PR #889, opened 2026-03-05
Turn asset-file into one-to-many

vej-ananas:
relates to #874 

Only merge once the dedup is done!

### DIFF
--- a/apps/server-asset-sg/src/features/assets/files/file.repo.ts
+++ b/apps/server-asset-sg/src/features/assets/files/file.repo.ts
@@ -1,12 +1,4 @@
-import {
-  AssetFile,
-  AssetFileId,
-  AssetId,
-  FileProcessingStage,
-  FileProcessingState,
-  LegalDocCode,
-  User,
-} from '@asset-sg/shared/v2';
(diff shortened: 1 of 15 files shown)


apps/server-asset-sg/src/features/assets/files/file.repo.ts
```diff
@@ -62,11 +62,9 @@ export class FileRepo implements Repo<AssetFile, FileIdentifier, CreateFileData,
...
   async findOrphans(): Promise<AssetFile[]> {
-    const entries = await this.prisma.file.findMany({
-      where: { AssetFile: { none: {} } },
-      select: assetFileSelection,
-    });
-    return entries.map(mapAssetFileFromPrisma);
+    // With the one-to-many relationship (assetId is NOT NULL on file),
+    // orphaned files should not exist. This method is kept for safety.
+    return [];
   }
```
Tugark: Why for safety? We should be able to find any usages of it, and if there are any, we should remove them anyway?

Tugark (commented):
Looks good, but I added some questions for clarification.

Note that I did not check it out, as I'm currently in the mid of fixing another issue. Let me know if you think I should check it out and run it properly.

wendlans (approved):
LGTM as far as I can tell.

********

## Task directions
Retype the entries precisely as they stand.

## Result for this task
PR #889, opened 2026-03-05
Turn asset-file into one-to-many

vej-ananas:
relates to #874 

Only merge once the dedup is done!

### DIFF
--- a/apps/server-asset-sg/src/features/assets/files/file.repo.ts
+++ b/apps/server-asset-sg/src/features/assets/files/file.repo.ts
@@ -1,12 +1,4 @@
-import {
-  AssetFile,
-  AssetFileId,
-  AssetId,
-  FileProcessingStage,
-  FileProcessingState,
-  LegalDocCode,
-  User,
-} from '@asset-sg/shared/v2';
(diff shortened: 1 of 15 files shown)


apps/server-asset-sg/src/features/assets/files/file.repo.ts
```diff
@@ -62,11 +62,9 @@ export class FileRepo implements Repo<AssetFile, FileIdentifier, CreateFileData,
...
   async findOrphans(): Promise<AssetFile[]> {
-    const entries = await this.prisma.file.findMany({
-      where: { AssetFile: { none: {} } },
-      select: assetFileSelection,
-    });
-    return entries.map(mapAssetFileFromPrisma);
+    // With the one-to-many relationship (assetId is NOT NULL on file),
+    // orphaned files should not exist. This method is kept for safety.
+    return [];
   }
```
Tugark: Why for safety? We should be able to find any usages of it, and if there are any, we should remove them anyway?

Tugark (commented):
Looks good, but I added some questions for clarification.

Note that I did not check it out, as I'm currently in the mid of fixing another issue. Let me know if you think I should check it out and run it properly.

wendlans (approved):
LGTM as far as I can tell.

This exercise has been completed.